After she’d gotten to the university, the dream had become Egypt itself, and during her junior summer, she had finally been able to go, joining a dig at Giza for three months with an expedition from the Hapner Museum that included Willem Keane and some other faculty members, along with a number of graduate students.

She had been disillusioned, of course. There was no way she wouldn’t have been disappointed by the reality of Egypt, the hot, dirty poverty of the cities obscuring the fantasy she’d created, the endless sand and drudgery of work on the dig. She had known enough about archaeology at that point to know that she wanted to be an art historian and not an archaeologist, that it wasn’t all uncovering intact tombs and treasures, but still she’d been surprised that it
had been so different from her expectations. They were digging for tiny pieces of ancient history now, shards and fragments instead of golden statues and alabaster unguent vases, all the things of Karen’s dreams.

It had been a sort of relief to return to the university and the museum, with its lovely pieces of antiquity, already cleaned of dust and dirt and grime, already in place behind glass. But then she’d realized that the darkness she’d found in Egypt had followed her home.

It was while she was away that she’d begun to question whether those beautiful things should be behind glass in an American museum at all. A young Egyptian graduate student working on the dig had told her that Egypt’s history had been looted by rich white men, nothing more than “pirates,” who had stolen his country’s most valuable assets, leaving nothing behind but empty graves. “Why is it?” he asked, “that I should have to come to America or Britain to see the art of my own country? You Americans wouldn’t stand for it. You’d buy it back or find a way to take it, just as you take everything you want. The white men are nothing more than rapists, taking what they wanted by force when they couldn’t seduce my countrymen into giving it willingly.”

Since coming home, she’d been different too. It was as though she’d awakened from a fog, she thought. She saw things so differently now. Everything she’d once taken for granted was now as uncertain as the history of the beaded collar.

As she was putting the collar into its box, she heard the voices again out in the gallery.
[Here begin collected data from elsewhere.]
PR #2031, opened 2020-08-22
Rework inventory workaround to cancel animation if in an open inventory for 1.16

RednedEpic:
Partially reverts #2007 and instead replaces it with a better solution. Rather than closing the current inventory as a new one is sent, this instead cancels any arm-swing that the client sends when swapping inventories (explained more extensively [here](https://github.com/ViaVersion/ViaVersion/pull/2007#issuecomment-678675622)).

Before:
ezgif-7-625588efa4d2
As you can see, every time I click the stone which is supposed to open a new inventory, it just re-opens the one that opens when I left-click the glowstone. May be a bit difficult to see, but this is more easily observed from one I sent of this happening on The Hive.

After:
ezgif-7-ee3df8b306f5

This has been tested extensively and no unintended side effects have been observed as a result of it.


assasin541:
@KennyTV I should be tested implemented. :)

KennyTV (approved):
Looks good, thank you

PR #2107, opened 2020-09-24
Fix falling dust ID in ParticleMappings

connorhartley:
The ID was incorrect causing players to crash when attempting to spawn redstone dust particles. This corrects it to look for the `falling_dust` ID not the `dust` ID, like it was intended to do.

Error caused: https://gist.github.com/connorhartley/57691cd199b57edff126e10d40827308


KennyTV (approved):
Thanks!

PR #2120, opened 2020-10-06
fixed 1.11.1 -> 1.12 show_achievement translation

RaphiMC:
This PR fixes the 1.11.1 -> 1.12 translation of show_achievement. Tested on 1.8, 1.9.4, 1.10.2, 1.11.2 server.


KennyTV (changes requested):
Put `JsonElement value = hoverEvent.get("value")` into a locar var to reuse (and asJsonObject/asJsonPrimitive from that).
The if check should be `value.isJsonObject()`

RaphiMC:
Changed it!

KennyTV (approved):

PR #2136, opened 2020-10-14
fix entity attributes length prefix

DaMatrix:
This fixes a bug where an entity attribute discarded for having an invalid identifier would not cause the resulting packet's length prefix to be updated, resulting in a packet that reported having more attributes that it actually did.

It also makes invalid entity attribute messages be hidden by the `suppress-conversion-warnings` config option.


KennyTV (changes requested):
Thank you, looks good - just one minor request; Please move the wrapper set after the loop (and only set if actualSize != size)

DaMatrix:
Done, anything else?

KennyTV (approved):
Thank you!

PR #2156, opened 2020-10-26
Update protocol versions

MrMicky-FR:
This just adds the missing protocol versions in ranges and removes 1.6.3, 1.7 and 1.7.1 because according to [wiki.vg](https://wiki.vg/Protocol_version_numbers) these versions haven't been released and also these versions are not in the releases list in the official Minecraft launcher:
versions

I also just removed the unecessary condition in VersionRange

### DIFF
--- a/common/src/main/java/us/myles/ViaVersion/api/protocol/ProtocolVersion.java
+++ b/common/src/main/java/us/myles/ViaVersion/api/protocol/ProtocolVersion.java
@@ -17,7 +17,7 @@ public class ProtocolVersion {
     private static final List<ProtocolVersion> versionList = new ArrayList<>();
 
     // Before the Netty rewrite
-    public static final ProtocolVersion v1_4_6 = register(51, "1.4.6");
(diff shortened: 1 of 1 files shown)


common/src/main/java/us/myles/ViaVersion/api/protocol/VersionRange.java
```diff
@@ -17,7 +17,7 @@
     public VersionRange(String baseVersion, int rangeFrom, int rangeTo) {
         Preconditions.checkNotNull(baseVersion);
         Preconditions.checkArgument(rangeFrom >= 0);
-        Preconditions.checkArgument(rangeTo > rangeFrom && rangeTo > 0);
```
Earthcomputer, line 20: Why?

KennyTV: That's correct, I have that locally commited as well

KennyTV:
Readded the non-existing version to not break API / previously expected behavior just yet.

PR #2162, opened 2020-11-01
Fix sound ID shift in 1.11

lennardk:
This possibly got broken in the rewrite in dc62394.
Fixes ender pearl throw and experience bottle throw/pickup sounds.


FormallyMyles:
Thank you!

Issue #2167, opened 2020-11-03
1.9-1.12 blocks and items are not changed to stone


tomcraft:
**Describe the bug, provide any errors**
Backend: 1.8.8 paper
Via*: 3.2.0 installed on Paper side only

When picking 1.9-1.12 blocks and items in creative inventory they are keeped as-is in the player inventory, so they are see as air by the server but the player still see them and it can be problematic with items like elytra because they can be equiped and used.

Whereas 1.13+ items are correctly changed to stone by Via.

**How can we reproduce it?**
Login with 1.16 client on 1.8 server/
Switch to creative
Pick elytra and netherite sword
You can equip elytra and fly.
The sword has been replaced to stone.

This is reproducible with any 1.9-1.12 block or item.

**Expected behaviour**
When picking an 1.9-1.12 block or item in creative inventory, it should be changed to stone.

PR #2180, opened 2020-11-08
prevent 1.12- clients to creative-pick server-side unknown block/item

tomcraft:
solve #2167 issue 

This is the first time i get into ViaVersion internals to contribute, i don't know if I did things like you want it to be.


KennyTV (changes requested):
Rename the `invalid` booleans to something like `newItem`, since 'invalid' isn't really the appropriate term here

tomcraft:
changes made

KennyTV (approved):
Thank you

PR #2192, opened 2020-11-13
Update ViaManager.java

Seanoo1:
Otherwise opinion for who can't upgrade server.


KennyTV:
The message is plainly wrong if you're not actually running a proxy server, and the recommendation of running Via on the backend has nothing to do with dropped legacy support

PR #2218, opened 2020-11-30
use ArrayDeque, less ram for PacketWrapper.readableObjects

creeper123123321:


tomcraft:
You could use a reverse Iterator to prevent the Collections.reverse operation.

https://stackoverflow.com/questions/18760832/how-can-i-iterate-a-arraydeque-in-reverse

tomcraft:
Oh no I'm tired

tomcraft:
Oh no wrong field. But you can just iterate with index based loop instead of reversing the whole List

common/src/main/java/us/myles/ViaVersion/api/PacketWrapper.java
```diff
@@ -488,7 +490,10 @@ public UserConnection user() {
      */
     public void resetReader() {
         // Move all packet values to the readable for next packet.
-        this.readableObjects.addAll(0, packetValues);
+        Collections.reverse(packetValues);
+        for (Pair<Type, Object> obj : this.packetValues) {
+            this.readableObjects.addFirst(obj);
+        }
         this.packetValues.clear();
```
tomcraft, line 497: for (int i = packetValues.size() - 1; i >= 0; i--) {
            this.readableObjects.addFirst(this.packetValues.get(i));
        }
        this.packetValues.clear();

KennyTV (approved):

PR #2282, opened 2021-01-08
Allow to pass JSON string in item lore on server versions < 1.14

CatCoderr:
Current implementation parses lore as simple text, escaping json string if it exists.


CatCoderr:
Just tested it on 1.16 client on 1.12.2 server. Works as expected.
image

KennyTV:
Sorry, but we don't add features to servers that don't exist in their native version.

PR #2291, opened 2021-01-17
Fixed encoding not properly working with other packet reading libraries

terminalsin:
Injecting a message to byte encoder beforehand would break outbound packets in ViaVersion. This solution is a good fix which won't impact anything.

### DIFF
--- a/bukkit/src/main/java/us/myles/ViaVersion/bukkit/handlers/BukkitEncodeHandler.java
+++ b/bukkit/src/main/java/us/myles/ViaVersion/bukkit/handlers/BukkitEncodeHandler.java
@@ -54,8 +54,10 @@ public class BukkitEncodeHandler extends MessageToByteEncoder implements ViaHand
                     throw (Error) e.getCause();
                 }
             }
+            
+        } else {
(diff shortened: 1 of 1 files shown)


FormallyMyles:
Do you have an example of a plugin which uses this fix? Just want to be 100% :) 

Thank you otherwise

terminalsin:
https://github.com/artemisac/Artemis-Packet-API Requires this to function.

terminalsin:
@FormallyMyles Still waiting on this to be merge 👀

FormallyMyles:
> @FormallyMyles Still waiting on this to be merge 👀

After looking into this further, is the clear() needed? AFAIK the ByteBuf is always a freshly allocated ByteBuf so I would doubt it makes any difference removing it, but I might have missed something.

It would be worth also copying the code to https://github.com/ViaVersion/ViaVersion/blob/master/sponge/src/main/java/us/myles/ViaVersion/sponge/handlers/SpongeEncodeHandler.java for consistency.

terminalsin:
@FormallyMyles The clear is indeed not *needed* in the case the pipeline is clean.

Issue #688, opened 2016-11-30
HIL needs to write flash config


henn:
Currently, at least the dell driver does not save the flash config, such that if a power outage happens the changes persist.

We need to:
a) Check all the drivers for this class of bug, and
b) fix it.

One possible way to address it would be to stick a "write ..." command in the switch driver's disconnect(). By doing it there rather than after each port mod, we might cut down on flash overwrites and potentially save some wear while speeding things up.

henn:
Looking at #673, since there could be a time/flash wearing vs. consistency tradeoff maybe we could make it a tunable as to whether the `write ...` happens in disconnect() or after every change?

zenhack:
One other option: we could recommend having the switch's stored config have all ports managed by HIL be *disconnected from everything*, so in the case of a power outage we fail-safe. This sidesteps the tricky problem of coordinating database commits and flash writes, as well having to worry about wearing out the flash.

henn:
I like that.
Going into our discussion (hopefully later this week), I think we need to keep in mind that we a) don't want anyone to have access to networks they shouldn't, and b) should have a sane way for HIL providers to restore or reinstall their switch.

We've discussed 4 (mostly non-exclusive) ideas so far:

1. Write to flash (mentioned above)

2. (@zenhack's comment above) Have a default config that has all ports shut off. We may still need something like #687, since I noticed that once the switch was reset, using HIL to disconnect then reconnect the port gave me access to all VLANs

3. Have HIL maintain a copy of the switch config every time that is refreshed after every change.

4. Recommend that HIL providers have an external mechanism for backing up switch config.

henn:
We just had some more discussion with @naved001 @knikolla @kylehogan @meng-sun and @gfaline. It sounds like a plausible solution would be to add a reset_nic(), in addition to having reset_port().

reset_nic() would be able to handle situations like needing to replace a dead switch with one or two others that might have different port capacities. After the nic was disconnected from the previous switch and connected to the new one, one could run reset_nic(). It could also handle moving a node between racks.

reset_port() would be helpful in cases where a switch was replaced in-kind, and one could simply run reset_port() on all of the ports to get them back to functional. It would also handle cases like we had with losing power, since we wouldn't know which nodes needed to be reset -- we just want to do them all.

naved001:
closing this because #749 and #753 were merged.

PR #749, opened 2017-03-28
Dell switch: Save running configuration to flash memory

naved001:
This partially addresses #688 

I have made this feature optional. User/Admin can enable this from the config file.  

The running config file is saved to the startup config file before disconnecting from the switch. 
There's also a deployment test. I'll make similar modifications to the nexus switch based on the feedback here. 

@henn @zenhack

### DIFF
--- a/examples/haas.cfg
+++ b/examples/haas.cfg
@@ -114,3 +114,8 @@ haas.ext.auth.database =
 # are required.
 vlans = 100-200
 
+[haas.ext.switches.dell]
+# This section can be used when dell switch is in use.
+# It enables saving the switch configuration to memory.
+# save = True
+
--- a/examples/haas.cfg
+++ b/examples/haas.cfg
@@ -116,5 +116,4 @@ vlans = 100-200
 
 [haas.ext.switches.dell]
 # Make modifications to the dell switches' configuration persistent
-# save = True
-
+save = True
--- a/examples/haas.cfg
+++ b/examples/haas.cfg
@@ -115,7 +115,6 @@ haas.ext.auth.database =
 vlans = 100-200
 
 [haas.ext.switches.dell]
-# This section can be used when dell switch is in use.
-# It enables saving the switch configuration to memory.
+# Make modifications to the dell switches' configuration persistent
 # save = True
 
--- a/examples/haas.cfg
+++ b/examples/haas.cfg
@@ -115,5 +115,7 @@ haas.ext.auth.database =
 vlans = 100-200
 
 [haas.ext.switches.dell]
-# Make modifications to the dell switches' configuration persistent
+# By default, the modifications made to the dell switches' configuration are
+# persistent. Set `save` to False to stop the switch from writing to
+# flash memory.
 save = True
--- a/haas/ext/switches/dell.py
+++ b/haas/ext/switches/dell.py
@@ -114,8 +114,11 @@ class _Session(_console.Session):
         self._sendline('sw trunk native vlan none')
 
     def disconnect(self):
+        save = True
         if (cfg.has_option('haas.ext.switches.dell', 'save') and
-           cfg.getboolean('haas.ext.switches.dell', 'save')):
+           not cfg.getboolean('haas.ext.switches.dell', 'save')):
+            save = False
+        if save:
             self._save_running_config()
         self._sendline('exit')
         self.console.expect(pexpect.EOF)
--- a/haas/ext/switches/dell.py
+++ b/haas/ext/switches/dell.py
@@ -114,9 +114,9 @@ class _Session(_console.Session):
         self._sendline('sw trunk native vlan none')
 
     def disconnect(self):
-        if cfg.has_option('dell', 'save'):
-            if cfg.getboolean('dell', 'save'):
-                self._save_running_config()
+        if (cfg.has_option('haas.ext.switches.dell', 'save') and
+           cfg.getboolean('haas.ext.switches.dell', 'save')):
+            self._save_running_config()
         self._sendline('exit')
         self.console.expect(pexpect.EOF)
         logger.debug('Logged out of switch %r', self.switch)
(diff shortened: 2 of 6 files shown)


haas/test_common.py
```diff
@@ -273,6 +273,15 @@ def collect_nodes(self):
                 len(nodes))
         return nodes
 
+    def get_config(self, config_type):
```
zenhack: This has problems:

1. It leaks the network connection.
2. It calls a private method specific to the dell driver, without any guarantee that the switch uses that driver.

tests/deployment/switch_config.py
```diff
@@ -0,0 +1,97 @@
+# Copyright 2013-2014 Massachusetts Open Cloud Contributors
```
zenhack: Should probably bump the date.

tests/deployment/switch_config.py
```diff
@@ -0,0 +1,97 @@
...
+site_layout = pytest.fixture(site_layout)
+
+pytestmark = pytest.mark.usefixtures('configure',
+                                     'server_init',
+                                     'fresh_database',
+                                     'with_request_context',
+                                     'site_layout')
+
+
+class TestNativeNetwork(NetworkTest):
```
zenhack: Would you change this to a more descriptive name, add add a docstring explaining what this test is for?

Also, this file is dell-specific; if that's the case I'd like it to be called out more prominently, and the file probably out to be separated from the rest of the deployment tests so you can still do py.test tests/deployment if you don't have a dell switch in your setup. The other option is to use `pytest.skip()`

haas/ext/switches/dell.py
```diff
@@ -113,6 +114,9 @@ def disable_native(self, vlan_id):
         self._sendline('sw trunk native vlan none')
 
     def disconnect(self):
+        if cfg.has_option('dell', 'save'):
+            if cfg.getboolean('dell', 'save'):
```
naved001: I was just worried if we don't have that section then cfg.getboolean returns an error. But now that I tested it it doesn't break the flow of the program. So I'll change it to use `and`.

haas/test_common.py
naved001: > It leaks the network connection.

What does that mean?

Also, I am unsure how to handle this. Any suggestions?

tests/deployment/switch_config.py
naved001: oh yes. It's a copypasta from the other tests. I'll clean it up.

naved001:
> Have we actually thought through the consequences of doing this every time we make a change? I think the possibility of wearing out the flash was raised. Adding a feature like this to the driver only makes sense if we consider it a reasonable solution, and it's not 100% clear to me that it is.

I discussed this with @pjd-nu and he said that the possibility of the flash memory going bad anytime soon is very unlikely.

zenhack:
Quoting Naved Ansari (2017-03-29 12:55:45)

>    I was just worried if we don't have that section then cfg.getboolean
>    returns an error. But now that I tested it it doesn't break the flow of
>    the program. So I'll change it to use and.

Yeah, and is short-circuting just like in C, Java, etc.

zenhack:
Quoting Naved Ansari (2017-03-29 13:01:48)

> I discussed this with [1]@pjd-nu and he said that the possibility of
> the flash memory going bad anytime soon is very unlikely.

Ok, works for me.

zenhack:
Quoting Naved Ansari (2017-03-29 12:57:23)

>      It leaks the network connection.
>
>    What does that mean?

When you create a session, it connects to the switch. You need to call
disconnect when you're done.

>    Also, I am unsure how to handle this. Any suggestions?

Re: (1) the obvious solution is to close the session when you're done
with it.

Re: (2), since you're only using it in the one test, and I'm already
asking you to mark off the test as dell-specific, you could just do
this in that test, rather than test_common, in which case calling
private methods isn't really a problem, since it's tightly coupled
anyway.

naved001:
@zenhack I have made the changes you requested.

examples/haas.cfg
```diff
@@ -114,3 +114,8 @@ haas.ext.auth.database =
 # are required.
 vlans = 100-200
 
+[haas.ext.switches.dell]
+# This section can be used when dell switch is in use.
```
zenhack: This line goes without saying, per the general rules for extensions.

examples/haas.cfg
```diff
@@ -114,3 +114,8 @@ haas.ext.auth.database =
...
+# It enables saving the switch configuration to memory.
```
zenhack: This is a little unclear. When someone says "memory" I immediately think "RAM" which is not what we're talking about here. How about `Make modifications to the dell switches' configuration persistent:`?

tests/deployment/switch_config.py
```diff
@@ -54,7 +61,30 @@ def server_init():
                                      'site_layout')
 
 
-class TestNativeNetwork(NetworkTest):
+@pytest.fixture
+def not_dell():
+    """open the site-layout file to see if we don't have a dell switch"""
+
+    layout_data = open('site-layout.json')
```
zenhack: In general, prefer using a `with` statement when working short-term with files:

```python
with open('filename') as f:
    data = json.load(f)
```

This way it's immediately apparent that you're not leaking the file object; you close it correctly below, but the above is more readable and less error prone.

tests/deployment/switch_config.py
```diff
@@ -54,7 +61,30 @@ def server_init():
...
+    layout = json.load(layout_data)
+    layout_data.close()
+    for switch in layout['switches']:
+        return switch['type'] != DELL
```
zenhack: This is only going to check the first switch. If this was your intent, you can dispense with the loop and just check the first element directly. Otherwise, you've got a bug.

zenhack:
Made a few more comments. Getting there.

tests/deployment/switch_config.py
naved001: I wasn't sure if we are ever going to run deployment tests with multiple switches described in the site-layout file. So what I wanted to do here is, assuming we have more than 1 switch, return false if any of the switch isn't a Dell so that we skip that test.

naved001:
@zenhack your comments are really helpful! 

I have made some changes. let me know if there's something else that needs to be addressed.

zenhack:
LGTM

examples/haas.cfg
```diff
@@ -114,3 +114,7 @@ haas.ext.auth.database =
 # are required.
 vlans = 100-200
 
+[haas.ext.switches.dell]
+# Make modifications to the dell switches' configuration persistent
```
henn: Please start the sentence with something like `# Uncomment to make modifications...`

zenhack: @henn, what you're suggesting is inconsistent with what most of the comments in this file do. See e.g. the comments in the database section. I think it's clear as is.

zenhack:
Quoting Jason Hennessey (2017-04-05 14:18:26)

>    The question on my mind is whether this should default to on or off.
>
>    In the interest of doing the least surprising thing, I'm inclined to
>    think we should make it the default.
>    Thoughts?

I think it should behave the same way as the other drivers. I otherwise
agree with you.

naved001:
This is how it works in other drivers. 

* Brocade switch was setup in a way by the admins such that it always saves the config to flash memory. 
* The cisco switch doesn't save it. I am gonna tweak the driver so that it supports saving to flash memory. (@zenhack should I change the cisco driver right here or make it into another PR? )

I would also make it save by default.

zenhack:
@naved001, let's make it a separate pr.

In that case, I'm in favor of having saving to flash by default.

naved001:
@henn @zenhack I have changed it to save by default. It will save even if the extension section in the config file is not present. To stop it from saving, we would need to have `haas.ext.switches.dell` in the config file with the boolean `save` set to False.

zenhack:
Would you also update the comment in tge example config to make it clear that this is the default behavior?

naved001:
@zenhack done
@henn ping

zenhack:
Cool, +1 from me, just waiting on @henn

Issue #748, opened 2017-03-24
Brocade Driver: less strict error logging


naved001:
The deployment tests are failing again; even for the master (my bad; should have looked at #702 more carefully. the tests pass if you run it once, but fail when ran the second time). 

As far as I understand, the problem here is that every time a function is called again later, that according to the switch is a bad request which raises logger.error. 
For example:
When _enable_and_set_mode() is called the the second time (on the same port), it will try to re-enable switchport and the switch would say Bad Request. 

Similarly, this was when I ran the vlan_networks test. I think there was nothing to DELETE, so this was another Bad Request. 

```
haas/ext/switches/brocade.py:241: in _set_native_vlan
    self._disable_native_tag(interface)
haas/ext/switches/brocade.py:263: in _disable_native_tag
    self._make_request('DELETE', url)
haas/ext/switches/brocade.py:299: in _make_request
    logger.error('Bad Request to switch. Response: %s' % r.text)
```

@knikolla @zenhack would appreciate an extra set of eyes on this. 

I think we should change [logger.error](https://github.com/CCI-MOC/hil/blob/master/haas/ext/switches/brocade.py#L283) to logger.debug otherwise we would have to check state in every function before performing any operation.

zenhack:
I'm nervous about toning down the error checking too much here; I'm worried about a scenario where the switch returns some error code because an operation failed, and then we plow ahead e.g. having not actually detached a network properly, giving someone unintended access to someone else's network.

Options:

1. Suck it up and add the extra check everywhere. This has the advantage that failures are loud, instead of silent, but it is a bit more work than is ideal.
2. Do as you suggest and log this stuff at a lower severity.
3. Somehow encode "acceptable" responses. maybe add a parameter to `_make_requests` that specifies a list of acceptable statuses. This way, we don't have to write explicit checks everywhere, but we find out if something fails in a way we're *not* expecting.

naved001:
These error checks were added in #702.  

In a scenario where a switch returns an error, the networking server (`haas serve_networks`) continues to run without stopping and users wouldn't know unless they look at the logs. So raising a logging error doesn't really help as the user is unaware anyway. 

The deployment tests are failing because we are using the fixture `fail_on_log_warnings` . So the test would stop whenever loger.error is thrown, but the networking server wouldn't. 

Option (1) seems like the right way to do things, but then we may have to add more methods in the brocade driver to have extra checks which in turn might introduce some bugs. 

[...]

PR #750, opened 2017-03-30
Brocade driver: disable logging for _disable_native_tag and when renabling the switchport

naved001:
#748 

the switch returns 409 when renabling the switchport and 404 when we call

This time, there was something about them that made her pay attention, something about the urgent low tones of the two men who seemed to be arguing.

“You’re not doing it right,” she heard one say. “Like this.”
Museumgoers
, she told herself.
Looking for the sarcophagi
. And then there was a loud crack from outside the door, a violent sound, and then another one. She jumped up, surprised, overturning the metal stool she’d been sitting on, and she heard one of the voices say, “What the fuck?” and then the men were at the door, two of them, dressed in
raincoats and carrying hatchets. She saw the hatchets before she took in the details of their plain, almost pleasant faces, and she must have screamed because the shorter of the men yelled, “Shut up!” and crossed the room to her, clapping a hand over her mouth and pushing her to the ground, grinding her face into the musty-smelling industrial carpet that lined the floor of the study room. Sitting on her back, he twisted her arm behind her. Her shoulder throbbed. She struggled to breathe against the carpet, gasping and choking and tasted stomach acid in her mouth.